Lettuce cypselas have very thin fruit walls and seed coats, so light can penetrate these coverings. As is typical of small seeds, light is needed to stimulate seed
germination. One might wonder how this would fit into what we just found out with barley.
To keep things simple, I am not drawing a lettuce seed here, but am showing you what happens in lettuce seeds by attaching the additional step to the diagram of a
barley seed we have been studying (remember lettuce is a dicot and lacks an aleurone, etc.):
Notice the new step in the diagram. The DNA must first be photoactivated before GA can have its effect. This is accomplished by the formation of a chemical signal
known as Pfr.
Pfr is one of two possible chemical forms of a molecule known as phytochrome. Phytochrome is a pigment that absorbs light energy. When it does absorb light energy
its internal chemical structure is altered instantly. Thus Pfr can be converted to the alternate Pr form of phytochrome by simply hitting the seeds with a flash of far-red
light (730 nm). Similarly, the Pr form of phytochrome can be converted back into Pfr with a flash of red light (660 nm).
Dry lettuce seeds have slightly more than half of their phytochrome in the Pfr form. So if they are moistened and kept in the dark, some of the seeds will actually
germinate.
If we shine red (or it turns out even white) light on imbibing seeds, then virtually all of the phytochrome is converted to the Pfr form and this photoactivates the genes in
the DNA. Almost all of the seeds will germinate in this light!

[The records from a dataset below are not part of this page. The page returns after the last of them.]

PR #215, opened 2017-11-14
Update tchannel version and add a context option

liweiqing:
Update tchannel version and add a context option so clients using Ringpop.Forward have a way of passing context across ringpop for use cases such as distributed tracing.


yulunli:
LGTM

On the other hand, if we shine far-red light on imbibing seeds, then virtually all of the phytochrome in the seeds is converted to the Pr form and none of the seeds will
germinate.
Thus phytochrome and light tell lettuce seeds when they are exposed to sunlight and can begin to germinate. Small seeds, such as those in lettuce, do not have reserves
enough to start germinating without being able to quickly get to light. It is no surprise that small-seeded species have evolved this mechanism for photoactivation of
seed germination. It prevents a deeply-buried seed from trying to germinate!
As a challenge to your own thinking, you might wonder what happens in the case of a species with large seeds (peas = Pisum sativum) but with thin seed coats. How
might the strategy be similar? How might it differ significantly?